--- STORED DATA Enclosed Below ---

PR #2391, opened 2020-07-16
feat(object-alt,accessible-text): object-alt rule and accessible text to work with serial virtual nodes with children

straker:
There is a lot going on here but it was all necessary to get a serial virtual node with children to run through the accessbile-text functions. This allows `object-alt` and other rules that look at the subtree text to pass/fail with a full descendant tree (before it would just incomplete).

```js
var node = new axe.SerialVirtualNode({
  nodeName: 'object'
});
var child = new axe.SerialVirtualNode({
  nodeName: '#text',
  nodeType: 3,
  textContent: 'foobar'
});
node.children.push(child);

var results = axe.runVirtualRule('object-alt', node);  // passes
```

We decided that if a virtual node does not have an `actualNode` property, we will always consider it visible so we don't have to enter the `isVisible` function which checks visibility with CSS. 

We also needed serial virtual nodes to have text children, so they needed to accept `nodeType` of 3.

Note: I wanted to use the html-elm spec to know if the element was as phrasing element rather than keep that hardcoded list. Unfortunately our hardcoded list is not a complete list and so something like and `input`, which is a [phrasing element](https://html.spec.whatwg.org/multipage/dom.html#phrasing-content), [would no longer add space](https://github.com/dequelabs/axe-core/blob/develop/lib/commons/text/subtree-text.js#L81-L90) between the label text and the input value such as this acceptance test:

```html
<label for="test">
  foo
  <input type="text" value="David"/>
</label>
```

Which results in `fooDavid` rather than `foo David`. So I had to leave it in, but had to lowercase the names, and also decided to sort the list while I was there (much easier to compare against the list in the spec).

This also lead to discovering some of the html-elm spec was incorrect, like `kbd` being misspelled and `p` and `summary` being phrasing elements when they should not have been. Also made `namingMethods` an array because it made more sense than being a string or array.

Part of issue #2183

## Reviewer checks


lib/commons/text/accessible-text-virtual.js
```diff
@@ -60,11 +60,11 @@ function accessibleTextVirtual(virtualNode, context = {}) {
...
  * @return {String} textContent value
  */
-function textNodeContent({ actualNode }) {
-	if (actualNode.nodeType !== 3) {
+function textNodeContent(virtualNode) {
+	if (virtualNode.props.nodeType !== 3) {
 		return '';
 	}
-	return actualNode.textContent;
+	return virtualNode.props.textContent;
```
WilcoFiers, line 67: I think nodeValue is more appropriate here. In this particular case it does the same thing, but what we're getting at here is the value of the text node, not the text content of the node and all its descendants, which is what textContent does.

```suggestion
	return virtualNode.props.nodeValue;
```

lib/commons/text/accessible-text-virtual.js
```diff
@@ -60,11 +60,11 @@ function accessibleTextVirtual(virtualNode, context = {}) {
  * @param {VirtualNode} element
  * @return {String} textContent value
```
WilcoFiers, line 61:
```suggestion
 * @return {String} nodeValue
```

lib/core/base/virtual-node/virtual-node.js
```diff
@@ -49,14 +49,15 @@ class VirtualNode extends AbstractVirtualNode {
 	// abstract Node properties so we can run axe in DOM-less environments.
 	// add to the prototype so memory is shared across all virtual nodes
 	get props() {
-		const { nodeType, nodeName, id, multiple } = this.actualNode;
+		const { nodeType, nodeName, id, multiple, textContent } = this.actualNode;
```
WilcoFiers, line 52: I suspect this is going to be faster, as it won't require the browser to compute the text content of every node in the page.

```suggestion
		const { nodeType, nodeName, id, multiple, nodeValue } = this.actualNode;
```

lib/core/base/virtual-node/virtual-node.js
```diff
@@ -49,14 +49,15 @@ class VirtualNode extends AbstractVirtualNode {
...
 
 		return {
 			nodeType,
 			nodeName: this._isXHTML ? nodeName : nodeName.toLowerCase(),
 			id,
 			type: this._type,
-			multiple
+			multiple,
+			textContent
```
WilcoFiers, line 60:
```suggestion
			nodeValue
```

lib/standards/html-elms.js
```diff
@@ -504,15 +504,15 @@ const htmlElms = {
...
+				namingMethods: ['labelText']
 			}
 		}
 	},
 	ins: {
 		contentTypes: ['phrasing', 'flow'],
 		allowedRoles: true
 	},
-	kdb: {
+	kbd: {
```
WilcoFiers, line 515: Oof! Good catch.

test/integration/virtual-rules/object-alt.js
```diff
@@ -0,0 +1,152 @@
...
+	});
+
+	it('should pass for visible text content', function() {
+		var node = new axe.SerialVirtualNode({
+			nodeName: 'object'
+		});
+		var child = new axe.SerialVirtualNode({
+			nodeName: '#text',
+			nodeType: 3,
+			textContent: 'foobar'
```
WilcoFiers, line 74:
```suggestion
			nodeValue: 'foobar'
```

test/integration/virtual-rules/object-alt.js
```diff
@@ -0,0 +1,152 @@
...
+	});
+
+	it('should fail children contain no visible text', function() {
+		var node = new axe.SerialVirtualNode({
+			nodeName: 'object'
+		});
+		var child = new axe.SerialVirtualNode({
+			nodeName: '#text',
+			nodeType: 3,
+			textContent: ''
```
WilcoFiers, line 142:
```suggestion
			nodeValue: ''
```

test/core/base/virtual-node/virtual-node.js
```diff
@@ -37,6 +37,7 @@ describe('VirtualNode', function() {
 			assert.equal(vNode.props.nodeName, 'input');
 			assert.equal(vNode.props.id, 'monkeys');
 			assert.equal(vNode.props.type, 'text');
+			assert.equal(vNode.props.textContent, '');
```
WilcoFiers, line 40:
```suggestion
			assert.equal(vNode.props.nodeValue, '');
```

test/checks/shared/has-visible-text.js
```diff
@@ -52,12 +52,28 @@ describe('has-visible-text', function() {
...
+		});
+
+		it('should return true if there is visible text', function() {
+			var node = new axe.SerialVirtualNode({
+				nodeName: 'object'
+			});
+			var child = new axe.SerialVirtualNode({
+				nodeName: '#text',
+				nodeType: 3,
+				textContent: 'hello!'
```
WilcoFiers, line 72:
```suggestion
				nodeValue: 'hello!'
```

test/checks/shared/has-visible-text.js
```diff
@@ -52,12 +52,28 @@ describe('has-visible-text', function() {
 			);
 		});
 
-		it('should return undefined if element is named from contents', function() {
+		it('should return false if there is no visible text', function() {
```
WilcoFiers, line 55: As above, this is a false positive. I'm OK with a tech debt ticket if this is too difficult to solve in one PR.

test/checks/shared/button-has-visible-text.js
```diff
@@ -54,13 +54,37 @@ describe('button-has-visible-text', function() {
...
+		});
+
+		it('should return true if a button element has text', function() {
+			var node = new axe.SerialVirtualNode({
+				nodeName: 'button'
+			});
+			var child = new axe.SerialVirtualNode({
+				nodeName: '#text',
+				nodeType: 3,
+				textContent: 'Text'
```
WilcoFiers, line 78:
```suggestion
				nodeValue: 'Text'
```

lib/standards/html-elms.js
```diff
@@ -811,10 +811,9 @@ const htmlElms = {
 		allowedRoles: true
 	},
 	summary: {
-		contentTypes: ['phrasing', 'flow'],
```
WilcoFiers, line 814: Why this change?

lib/standards/html-elms.js
```diff
@@ -647,10 +647,10 @@ const htmlElms = {
 		contentTypes: ['phrasing', 'flow'],
 		allowedRoles: true,
 		// 5.6 output Element
-		namingMethods: 'subtreeText'
+		namingMethods: ['subtreeText']
 	},
 	p: {
-		contentTypes: ['phrasing', 'flow'],
```
WilcoFiers, line 653: Why this change?

lib/commons/text/native-element-type.js
```diff
@@ -1,3 +1,4 @@
+// @deprecated use the standards object instead
```
WilcoFiers, line 1: This needs its own PR, so we can properly include a deprecation notice in the commit message.

lib/commons/text/native-text-alternative.js
```diff
@@ -1,6 +1,5 @@
 import getRole from '../aria/get-role';
-import matches from '../matches/matches';
-import nativeElementType from './native-element-type';
+import getElementSpec from '../standards/get-element-spec';
```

--- End of Enclosed STORED DATA ---

- **TASK**
Line by line, output the data precisely as shown above.

- **OUTPUT FOR THIS TASK**
PR #2391, opened 2020-07-16
feat(object-alt,accessible-text): object-alt rule and accessible text to work with serial virtual nodes with children

straker:
There is a lot going on here but it was all necessary to get a serial virtual node with children to run through the accessbile-text functions. This allows `object-alt` and other rules that look at the subtree text to pass/fail with a full descendant tree (before it would just incomplete).

```js
var node = new axe.SerialVirtualNode({
  nodeName: 'object'
});
var child = new axe.SerialVirtualNode({
  nodeName: '#text',
  nodeType: 3,
  textContent: 'foobar'
});
node.children.push(child);

var results = axe.runVirtualRule('object-alt', node);  // passes
```

We decided that if a virtual node does not have an `actualNode` property, we will always consider it visible so we don't have to enter the `isVisible` function which checks visibility with CSS. 

We also needed serial virtual nodes to have text children, so they needed to accept `nodeType` of 3.

Note: I wanted to use the html-elm spec to know if the element was as phrasing element rather than keep that hardcoded list. Unfortunately our hardcoded list is not a complete list and so something like and `input`, which is a [phrasing element](https://html.spec.whatwg.org/multipage/dom.html#phrasing-content), [would no longer add space](https://github.com/dequelabs/axe-core/blob/develop/lib/commons/text/subtree-text.js#L81-L90) between the label text and the input value such as this acceptance test:

```html
<label for="test">
  foo
  <input type="text" value="David"/>
</label>
```

Which results in `fooDavid` rather than `foo David`. So I had to leave it in, but had to lowercase the names, and also decided to sort the list while I was there (much easier to compare against the list in the spec).

This also lead to discovering some of the html-elm spec was incorrect, like `kbd` being misspelled and `p` and `summary` being phrasing elements when they should not have been. Also made `namingMethods` an array because it made more sense than being a string or array.

Part of issue #2183

## Reviewer checks


lib/commons/text/accessible-text-virtual.js
```diff
@@ -60,11 +60,11 @@ function accessibleTextVirtual(virtualNode, context = {}) {
...
  * @return {String} textContent value
  */
-function textNodeContent({ actualNode }) {
-	if (actualNode.nodeType !== 3) {
+function textNodeContent(virtualNode) {
+	if (virtualNode.props.nodeType !== 3) {
 		return '';
 	}
-	return actualNode.textContent;
+	return virtualNode.props.textContent;
```
WilcoFiers, line 67: I think nodeValue is more appropriate here. In this particular case it does the same thing, but what we're getting at here is the value of the text node, not the text content of the node and all its descendants, which is what textContent does.

```suggestion
	return virtualNode.props.nodeValue;
```

lib/commons/text/accessible-text-virtual.js
```diff
@@ -60,11 +60,11 @@ function accessibleTextVirtual(virtualNode, context = {}) {
  * @param {VirtualNode} element
  * @return {String} textContent value
```
WilcoFiers, line 61:
```suggestion
 * @return {String} nodeValue
```

lib/core/base/virtual-node/virtual-node.js
```diff
@@ -49,14 +49,15 @@ class VirtualNode extends AbstractVirtualNode {
 	// abstract Node properties so we can run axe in DOM-less environments.
 	// add to the prototype so memory is shared across all virtual nodes
 	get props() {
-		const { nodeType, nodeName, id, multiple } = this.actualNode;
+		const { nodeType, nodeName, id, multiple, textContent } = this.actualNode;
```
WilcoFiers, line 52: I suspect this is going to be faster, as it won't require the browser to compute the text content of every node in the page.

```suggestion
		const { nodeType, nodeName, id, multiple, nodeValue } = this.actualNode;
```

lib/core/base/virtual-node/virtual-node.js
```diff
@@ -49,14 +49,15 @@ class VirtualNode extends AbstractVirtualNode {
...
 
 		return {
 			nodeType,
 			nodeName: this._isXHTML ? nodeName : nodeName.toLowerCase(),
 			id,
 			type: this._type,
-			multiple
+			multiple,
+			textContent
```
WilcoFiers, line 60:
```suggestion
			nodeValue
```

lib/standards/html-elms.js
```diff
@@ -504,15 +504,15 @@ const htmlElms = {
...
+				namingMethods: ['labelText']
 			}
 		}
 	},
 	ins: {
 		contentTypes: ['phrasing', 'flow'],
 		allowedRoles: true
 	},
-	kdb: {
+	kbd: {
```
WilcoFiers, line 515: Oof! Good catch.

test/integration/virtual-rules/object-alt.js
```diff
@@ -0,0 +1,152 @@
...
+	});
+
+	it('should pass for visible text content', function() {
+		var node = new axe.SerialVirtualNode({
+			nodeName: 'object'
+		});
+		var child = new axe.SerialVirtualNode({
+			nodeName: '#text',
+			nodeType: 3,
+			textContent: 'foobar'
```
WilcoFiers, line 74:
```suggestion
			nodeValue: 'foobar'
```

test/integration/virtual-rules/object-alt.js
```diff
@@ -0,0 +1,152 @@
...
+	});
+
+	it('should fail children contain no visible text', function() {
+		var node = new axe.SerialVirtualNode({
+			nodeName: 'object'
+		});
+		var child = new axe.SerialVirtualNode({
+			nodeName: '#text',
+			nodeType: 3,
+			textContent: ''
```
WilcoFiers, line 142:
```suggestion
			nodeValue: ''
```

test/core/base/virtual-node/virtual-node.js
```diff
@@ -37,6 +37,7 @@ describe('VirtualNode', function() {
 			assert.equal(vNode.props.nodeName, 'input');
 			assert.equal(vNode.props.id, 'monkeys');
 			assert.equal(vNode.props.type, 'text');
+			assert.equal(vNode.props.textContent, '');
```
WilcoFiers, line 40:
```suggestion
			assert.equal(vNode.props.nodeValue, '');
```

test/checks/shared/has-visible-text.js
```diff
@@ -52,12 +52,28 @@ describe('has-visible-text', function() {
...
+		});
+
+		it('should return true if there is visible text', function() {
+			var node = new axe.SerialVirtualNode({
+				nodeName: 'object'
+			});
+			var child = new axe.SerialVirtualNode({
+				nodeName: '#text',
+				nodeType: 3,
+				textContent: 'hello!'
```
WilcoFiers, line 72:
```suggestion
				nodeValue: 'hello!'
```

test/checks/shared/has-visible-text.js
```diff
@@ -52,12 +52,28 @@ describe('has-visible-text', function() {
 			);
 		});
 
-		it('should return undefined if element is named from contents', function() {
+		it('should return false if there is no visible text', function() {
```
WilcoFiers, line 55: As above, this is a false positive. I'm OK with a tech debt ticket if this is too difficult to solve in one PR.

test/checks/shared/button-has-visible-text.js
```diff
@@ -54,13 +54,37 @@ describe('button-has-visible-text', function() {
...
+		});
+
+		it('should return true if a button element has text', function() {
+			var node = new axe.SerialVirtualNode({
+				nodeName: 'button'
+			});
+			var child = new axe.SerialVirtualNode({
+				nodeName: '#text',
+				nodeType: 3,
+				textContent: 'Text'
```
WilcoFiers, line 78:
```suggestion
				nodeValue: 'Text'
```

lib/standards/html-elms.js
```diff
@@ -811,10 +811,9 @@ const htmlElms = {
 		allowedRoles: true
 	},
 	summary: {
-		contentTypes: ['phrasing', 'flow'],
```
WilcoFiers, line 814: Why this change?

lib/standards/html-elms.js
```diff
@@ -647,10 +647,10 @@ const htmlElms = {
 		contentTypes: ['phrasing', 'flow'],
 		allowedRoles: true,
 		// 5.6 output Element
-		namingMethods: 'subtreeText'
+		namingMethods: ['subtreeText']
 	},
 	p: {
-		contentTypes: ['phrasing', 'flow'],
```
WilcoFiers, line 653: Why this change?

lib/commons/text/native-element-type.js
```diff
@@ -1,3 +1,4 @@
+// @deprecated use the standards object instead
```
WilcoFiers, line 1: This needs its own PR, so we can properly include a deprecation notice in the commit message.

lib/commons/text/native-text-alternative.js
```diff
@@ -1,6 +1,5 @@
 import getRole from '../aria/get-role';
-import matches from '../matches/matches';
-import nativeElementType from './native-element-type';
+import getElementSpec from '../standards/get-element-spec';
```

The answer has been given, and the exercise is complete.